Information given:
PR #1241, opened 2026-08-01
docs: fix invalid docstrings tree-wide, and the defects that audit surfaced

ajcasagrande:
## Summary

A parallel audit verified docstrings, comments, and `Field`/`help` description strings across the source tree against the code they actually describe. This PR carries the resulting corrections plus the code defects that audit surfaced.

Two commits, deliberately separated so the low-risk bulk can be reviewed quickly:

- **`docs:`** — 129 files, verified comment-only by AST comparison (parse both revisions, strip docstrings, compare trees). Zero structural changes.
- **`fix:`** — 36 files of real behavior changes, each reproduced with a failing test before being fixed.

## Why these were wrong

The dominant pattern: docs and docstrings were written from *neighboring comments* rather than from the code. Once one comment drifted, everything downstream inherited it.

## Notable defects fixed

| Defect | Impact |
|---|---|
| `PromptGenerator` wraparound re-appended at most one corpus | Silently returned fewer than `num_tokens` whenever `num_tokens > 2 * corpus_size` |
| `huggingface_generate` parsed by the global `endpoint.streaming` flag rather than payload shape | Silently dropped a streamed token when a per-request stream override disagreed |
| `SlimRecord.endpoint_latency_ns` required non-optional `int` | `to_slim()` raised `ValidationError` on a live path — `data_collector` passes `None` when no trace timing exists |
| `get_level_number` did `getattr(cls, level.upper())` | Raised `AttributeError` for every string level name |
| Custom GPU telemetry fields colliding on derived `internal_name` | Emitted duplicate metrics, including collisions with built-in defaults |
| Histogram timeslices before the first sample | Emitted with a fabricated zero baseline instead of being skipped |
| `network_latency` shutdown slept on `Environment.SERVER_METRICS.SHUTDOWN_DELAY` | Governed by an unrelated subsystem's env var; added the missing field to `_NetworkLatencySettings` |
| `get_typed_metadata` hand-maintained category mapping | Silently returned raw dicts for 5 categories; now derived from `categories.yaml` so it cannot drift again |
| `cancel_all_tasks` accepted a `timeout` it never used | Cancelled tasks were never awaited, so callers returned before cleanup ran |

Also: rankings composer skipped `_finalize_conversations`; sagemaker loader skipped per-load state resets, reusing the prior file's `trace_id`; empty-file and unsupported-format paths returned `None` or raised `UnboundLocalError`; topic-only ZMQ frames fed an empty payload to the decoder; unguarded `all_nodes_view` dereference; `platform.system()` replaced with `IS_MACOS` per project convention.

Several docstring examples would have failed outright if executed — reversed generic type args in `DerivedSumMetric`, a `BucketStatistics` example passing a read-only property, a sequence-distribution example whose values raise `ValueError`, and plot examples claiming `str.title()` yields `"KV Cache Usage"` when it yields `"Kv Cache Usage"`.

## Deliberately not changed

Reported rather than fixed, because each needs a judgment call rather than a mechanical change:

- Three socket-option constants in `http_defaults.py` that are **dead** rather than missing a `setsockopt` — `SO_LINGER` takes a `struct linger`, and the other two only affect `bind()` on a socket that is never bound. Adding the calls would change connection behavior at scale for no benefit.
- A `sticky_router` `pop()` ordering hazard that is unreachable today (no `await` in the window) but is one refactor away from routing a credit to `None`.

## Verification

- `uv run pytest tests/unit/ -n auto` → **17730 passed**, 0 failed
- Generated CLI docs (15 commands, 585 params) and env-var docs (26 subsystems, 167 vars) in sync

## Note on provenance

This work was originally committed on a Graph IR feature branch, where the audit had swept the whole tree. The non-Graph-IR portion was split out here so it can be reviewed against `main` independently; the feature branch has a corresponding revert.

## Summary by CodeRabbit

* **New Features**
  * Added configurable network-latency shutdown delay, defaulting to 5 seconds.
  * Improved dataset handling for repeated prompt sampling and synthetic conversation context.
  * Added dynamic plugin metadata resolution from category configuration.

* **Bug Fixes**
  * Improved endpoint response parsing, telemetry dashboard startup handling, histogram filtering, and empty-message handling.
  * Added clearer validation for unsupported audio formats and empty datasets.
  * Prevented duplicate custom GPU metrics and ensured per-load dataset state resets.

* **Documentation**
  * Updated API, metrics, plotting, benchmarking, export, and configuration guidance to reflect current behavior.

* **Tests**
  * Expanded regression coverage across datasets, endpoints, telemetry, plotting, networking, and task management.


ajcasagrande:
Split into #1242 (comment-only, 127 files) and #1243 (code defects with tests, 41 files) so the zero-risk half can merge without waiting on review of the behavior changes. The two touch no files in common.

Problem statement: From the data, list each line in which the string "files" appears.

Reply to the exercise:
- **`docs:`** — 129 files, verified comment-only by AST comparison (parse both revisions, strip docstrings, compare trees). Zero structural changes.
- **`fix:`** — 36 files of real behavior changes, each reproduced with a failing test before being fixed.
Split into #1242 (comment-only, 127 files) and #1243 (code defects with tests, 41 files) so the zero-risk half can merge without waiting on review of the behavior changes. The two touch no files in common.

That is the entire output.